# MATERIAL SUPPLIED
_ _ _
PR #567, opened 2026-06-16
Decouple core data structures from the ipywidgets/jupyter stack

mwcraig:
## What & why

Importing `stellarphot` eagerly pulled in the entire GUI stack
(`ipywidgets`, `ipyautoui`, `bqplot`, `ipyfilechooser`, `traitlets`), so the
core data structures (`PhotometryData`, `CatalogData`, `SourceListData`,
`Camera`, `Observatory`, `PassbandMap`, `PhotometrySettings`, …) could not be
used in a lightweight/headless context and every import paid the widget cost.
This also removes a `core` ↔ `io` circular import previously worked around by an
in-method lazy import.

The change is split into three independently-reviewable commits so each can be
evaluated (and the second dropped) on its own.

## Commits

1. **Decouple ipywidgets from `import stellarphot`.** `settings/__init__.py` no
   longer does `from .views import *`; `ui_generator` is re-exported lazily via
   a PEP 562 module `__getattr__`, so `from stellarphot.settings import
   ui_generator` keeps working without loading the GUI stack at import time.
   Internal GUI consumers import `ui_generator` directly from
   `stellarphot.settings.views`.

2. **Remove the `core` ↔ `io` lazy-import workaround.** Only `io/tess.py` imports
   `core`; `io/aavso.py` and `io/aij.py` are clean. `io/__init__.py` now exposes
   `tess` lazily (PEP 562 `__getattr__`, skipping private/dunder probes), so
   `core.py` imports `write_aavso_extended` from `io.aavso` at the top of the
   file and the in-method lazy import is gone. `io/tess.py` imports
   `SourceListData` from `stellarphot.core` directly.

3. **Update architecture diagrams** to reflect the lazy widget layer and the
   one-way `core` → `io.aavso` (eager) / `io.tess` → `core` (lazy) relationship.

## Verification

- `import stellarphot` and importing any core data structure load **no**
  `ipywidgets`/`ipyautoui`/`bqplot`/`ipyfilechooser`.
- `from stellarphot.settings import ui_generator` still works (loads widgets on
  demand); `from stellarphot.io import write_aavso_extended, tess_photometry_setup`
  still resolve; `import stellarphot.io` works in both import orders.
- Full test suite: **671 passed, 49 skipped** (skips are batman/remote-data/
  detection-combo, unrelated).

## Note for reviewers

Commit 1 stands on its own. Commit 2 is the more speculative one: it makes
`io.tess` lazy, a subtle behavior change (e.g. `dir(stellarphot.io)` will not list
tess names until first access). It can be dropped without affecting commit 1.

### DIFF
--- a/stellarphot/core.py
+++ b/stellarphot/core.py
@@ -19,6 +19,9 @@ from astropy.wcs import WCS
 from astroquery.vizier import Vizier
 from astroquery.xmatch import XMatch
 
+# Imported under a private alias so the module-level name does not collide with
+# the PhotometryData.write_aavso_extended method that delegates to it, and so it
+# is not exposed as a public stellarphot.core attribute.
 from .io.aavso import write_aavso_extended as _write_aavso_extended
 from .settings import Camera, Observatory, PassbandMap
 from .table_representations import (
--- a/stellarphot/core.py
+++ b/stellarphot/core.py
@@ -19,6 +19,7 @@ from astropy.wcs import WCS
 from astroquery.vizier import Vizier
 from astroquery.xmatch import XMatch
 
+from .io.aavso import write_aavso_extended as _write_aavso_extended
 from .settings import Camera, Observatory, PassbandMap
 from .table_representations import (
     _generate_old_table_representers,
@@ -788,11 +789,7 @@ class PhotometryData(BaseEnhancedTable):
         See `stellarphot.io.write_aavso_extended` for the full signature and
         behavior. All keyword arguments are forwarded to that function.
         """
-        # Lazy import to avoid a circular dependency: stellarphot.io imports
-        # from stellarphot.settings, which is loaded before core.
-        from .io.aavso import write_aavso_extended
-
-        return write_aavso_extended(self, path, **kwargs)
+        return _write_aavso_extended(self, path, **kwargs)
 
 
 class CatalogData(BaseEnhancedTable):
--- a/stellarphot/core.py
+++ b/stellarphot/core.py
@@ -786,7 +786,7 @@ class PhotometryData(BaseEnhancedTable):
     def write_aavso_extended(self, path, **kwargs):
         """Write this photometry table in the AAVSO Extended File Format.
 
-        See `stellarphot.io.write_aavso_extended` for the full signature and
+        See `stellarphot.io.aavso.write_aavso_extended` for the full signature and
         behavior. All keyword arguments are forwarded to that function.
         """
         return _write_aavso_extended(self, path, **kwargs)
--- a/stellarphot/io/__init__.py
+++ b/stellarphot/io/__init__.py
@@ -1,5 +1,22 @@
 # Licensed under a 3-clause BSD style license - see LICENSE.rst
 
+import importlib
+
 from .aavso import *
 from .aij import *
-from .tess import *
+
+
+# tess imports stellarphot.core; expose its public names lazily so that importing
+# io (e.g. from core.py) does not create a core <-> io import cycle. We import the
+# submodule via importlib rather than ``from . import tess`` to avoid re-entering
+# this __getattr__ through the from-import machinery.
+def __getattr__(name):
+    # Short-circuit private/dunder probes (e.g. doctest's ``hasattr(mod,
+    # "__test__")``) so they do not import tess and mutate this package's
+    # namespace mid-iteration in tools that walk ``__dict__``.
+    if name.startswith("_"):
+        raise AttributeError(f"module {__name__!r} has no attribute {name!r}")
+    tess = importlib.import_module(".tess", __name__)
+    if name in tess.__all__:
+        return getattr(tess, name)
+    raise AttributeError(f"module {__name__!r} has no attribute {name!r}")
--- a/stellarphot/io/__init__.py
+++ b/stellarphot/io/__init__.py
@@ -1,22 +1,7 @@
 # Licensed under a 3-clause BSD style license - see LICENSE.rst
 
-import importlib
-
-from .aavso import *
-from .aij import *
-
-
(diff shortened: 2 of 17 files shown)


stellarphot/io/__init__.py
```diff
@@ -1,5 +1,22 @@
 # Licensed under a 3-clause BSD style license - see LICENSE.rst
 
+import importlib
+
 from .aavso import *
 from .aij import *
-from .tess import *
+
+
+# tess imports stellarphot.core; expose its public names lazily so that importing
```
mwcraig: Could we change the way the imports work so that consumers have to import from stellarphot.io.aavso, .aij, .tess explicitly instead of populating the stellarphot.io namespace?

stellarphot/settings/__init__.py
```diff
@@ -14,3 +13,14 @@
 
 # Clean up the namespace
 del TEST_PHOTOMETRY_SETTINGS
+
+
+def __getattr__(name):
+    # Lazily expose the widget builder so importing the data models does not pull
+    # in ipywidgets/ipyautoui at package import time (see views.py). This keeps
+    # ``from stellarphot.settings import ui_generator`` working for notebooks.
```
mwcraig: Clarify: is this a compatibility shim or something that needs to stay around long term?

stellarphot/core.py
```diff
@@ -19,6 +19,7 @@
 from astroquery.vizier import Vizier
 from astroquery.xmatch import XMatch
 
+from .io.aavso import write_aavso_extended as _write_aavso_extended
```
mwcraig, line 25: Why add the underscore at the front of the name?

stellarphot/io/__init__.py
mwcraig: Yes — and I think that's the cleaner design. There are only four internal sites that pull names out of the `stellarphot.io` namespace:

- `settings/custom_widgets.py` → `tess_photometry_setup` (tess)
- `gui_tools/seeing_profile_functions.py` → `TessSubmission` (tess)
- `settings/tests/test_tess_photometry_setup.py` → `TOI` (tess)
- `io/tests/test_aij_io.py` → `ApertureFileAIJ` (aij)

If those move to explicit submodule imports (`from stellarphot.io.tess import ...`, `from stellarphot.io.aij import ...`), then `io/__init__.py` can drop the `from .aavso import *` / `from .aij import *` re-exports **and** the `__getattr__` entirely — it becomes essentially empty. That:

- stops populating the `stellarphot.io` namespace (this ask),
- removes the lazy shim and the `importlib` import Copilot flagged below,
- still keeps the cycle broken: `core.py`'s `from .io.aavso import write_aavso_extended` runs an (empty) `io/__init__` and imports the clean `aavso` submodule, never touching `tess`.

The only cost is a breaking change for any external/notebook code doing `from stellarphot.io import X`, which I'd call out in the changelog. Want me to go this route instead of the lazy `__getattr__`?

stellarphot/settings/__init__.py
mwcraig: It's a compatibility shim. Its only job is to keep `from stellarphot.settings import ui_generator` working for existing notebooks/users while making `import stellarphot.settings` GUI-free. All in-tree consumers already import `ui_generator` from `stellarphot.settings.views` directly (this PR updates them), so nothing internal depends on it.

Long-term I see two options:

1. Keep it indefinitely as a thin back-compat alias.
2. Deprecate it — have the shim emit a `DeprecationWarning` pointing at `stellarphot.settings.views.ui_generator`, then remove it in a future release.

I'd lean toward (2) if we want callers to migrate off it, otherwise (1) is harmless. Happy to do whichever you prefer.

stellarphot/core.py
mwcraig: Two reasons, both cosmetic:

1. It avoids a module-level global named `write_aavso_extended` sitting right next to the `PhotometryData.write_aavso_extended` method. The leading underscore makes clear the module name is the imported `io` helper the method delegates to, not the method itself.
2. It signals "internal" for plain attribute access / tab-completion on `stellarphot.core`. (`core.py` already has an `__all__`, so the name wouldn't be re-exported via `*` either way — this is just about direct access.)

It's not required for correctness. If you'd rather not rename, `from .io.aavso import write_aavso_extended` works equally well and the method body just calls `write_aavso_extended(self, ...)`. Let me know your preference.

stellarphot/io/__init__.py
```diff
@@ -1,5 +1,22 @@
 # Licensed under a 3-clause BSD style license - see LICENSE.rst
 
+import importlib
+
```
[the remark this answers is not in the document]
mwcraig: Good catch. If we keep this structure, `import importlib as _importlib` (or `from importlib import import_module as _import_module`) avoids leaking the name.

That said, this becomes moot if we adopt @mwcraig's suggestion above to require explicit submodule imports (`from stellarphot.io.tess import ...`) — that lets `io/__init__.py` drop the `__getattr__` and the `importlib` import altogether.

stellarphot/settings/__init__.py
mwcraig: Just delete it. As far as I know the only code using this is the code in this repo. If we don't need it then no one does....

stellarphot/io/__init__.py
mwcraig: Yes, go this route.

stellarphot/core.py
mwcraig: Keep as is but add a comment explaining it.

stellarphot/io/__init__.py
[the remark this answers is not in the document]
mwcraig: This will end up getting dropped on the next commit.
_ _ _
# WORK REQUIRED
Look through the records and copy down every line that holds "alias".

# TASK SOLUTION
+# Imported under a private alias so the module-level name does not collide with
1. Keep it indefinitely as a thin back-compat alias.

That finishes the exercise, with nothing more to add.